The Uscan can also be used to obtain an image of the bladder that is used to automatically determine bladder volume.
The Uscan is a hand-held, diagnostic ultrasound system with an on-screen display. Its purpose is to acquire ultrasound echo data and display it in B-Mode on an off-the-shelf display. Automated bladder volume measurements are supported.
Here's an analysis of the provided text to extract information about the acceptance criteria and the supporting study for the Uscan device.

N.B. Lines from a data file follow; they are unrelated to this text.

PR #6672, opened 2025-06-03
index: heads_pos(): push parents to queue while finding heads

scott2000:
I implemented this in #6659, but I think it can be a separate PR.

Instead of immediately populating the queue with the parents of all candidate commits, we can push the parents as we iterate over candidate commits, which seems to improve performance slightly.

```
revsets/heads(tags())           28.238% improvement
revsets/heads(::v2.40.0)        50.456% improvement
```

# Checklist

If applicable:

### DIFF
--- a/lib/src/default_index/composite.rs
+++ b/lib/src/default_index/composite.rs
@@ -15,7 +15,6 @@
 #![allow(missing_docs)]
 
 use std::cmp::max;
-use std::cmp::min;
 use std::cmp::Ordering;
 use std::collections::binary_heap;
 use std::collections::BTreeSet;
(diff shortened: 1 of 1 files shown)


lib/src/default_index/composite.rs
```diff
@@ -380,44 +379,47 @@ impl CompositeIndex {
...
-                continue;
-            }
-            for parent_pos in parent_positions {
-                assert!(parent_pos < cur_pos);
-                work.push(parent_pos);
+        let min_generation = candidate_positions
+            .iter()
+            .map(|&pos| self.entry_by_pos(pos).generation_number())
+            .min()
+            .unwrap_or(u32::MAX);
```
yuja: nit: simply return early if the candidates set is empty?

lib/src/default_index/composite.rs
```diff
@@ -380,44 +379,47 @@ impl CompositeIndex {
...
+        // already-found head, then it can be removed.
+        let mut parents = BinaryHeap::new();
+        let mut heads = BTreeSet::new();
+        'outer: for candidate in candidate_positions.into_iter().rev() {
+            while let Some(&parent) = parents.peek() {
+                if parent < candidate {
+                    break;
+                }
+                let entry = self.entry_by_pos(parent);
+                if entry.generation_number() < min_generation {
```
yuja: nit: `entry.generation_number() <= min_generation`, but we'll need to test `parent == candidate`.

It might be better to extract a helper function (similar to `common_ancestors_pos()`) to clean up the control flow.

lib/src/default_index/composite.rs
```diff
@@ -380,44 +379,47 @@ impl CompositeIndex {
...
+                    dedup_pop(&mut parents).unwrap();
+                    continue;
+                }
+                let mut new_parents = entry.parent_positions().into_iter();
+                if let Some(first_parent) = new_parents.next() {
+                    dedup_replace(&mut parents, first_parent).unwrap();
+                    parents.extend(new_parents);
```
yuja: Can you restore assertions, which prevents infinite loop?

yuja (commented):
Nice.

lib/src/default_index/composite.rs
scott2000: I just extracted a common function that should work for both `heads_pos()` and `common_ancestors_pos()` now.

lib/src/default_index/composite.rs
```diff
@@ -380,44 +360,43 @@ impl CompositeIndex {
...
+        // Iterate though the candidates by reverse index position, keeping track of the
+        // ancestors of already-found heads. If a candidate is an ancestor of an
+        // already-found head, then it can be removed.
+        let mut parents = BinaryHeap::new();
+        let mut heads = BTreeSet::new();
+        'outer: for candidate in candidate_positions.into_iter().rev() {
+            while let Some(&parent) = parents.peek() {
+                if parent < candidate {
+                    break;
+                }
```
yuja: nit: (at your option,) this could be `.peek().filter(..)`

yuja (approved):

Note: The provided FDA 510(k) summary focuses primarily on establishing substantial equivalence based on technological characteristics and adherence to recognized standards. It does not present a detailed clinical study demonstrating the device "meets acceptance criteria" in terms of clinical performance metrics (e.g., sensitivity, specificity, accuracy against a gold standard in a human population) against specific acceptance thresholds. Instead, it emphasizes bench testing for imaging performance and measurement accuracy, and conformance to regulatory standards.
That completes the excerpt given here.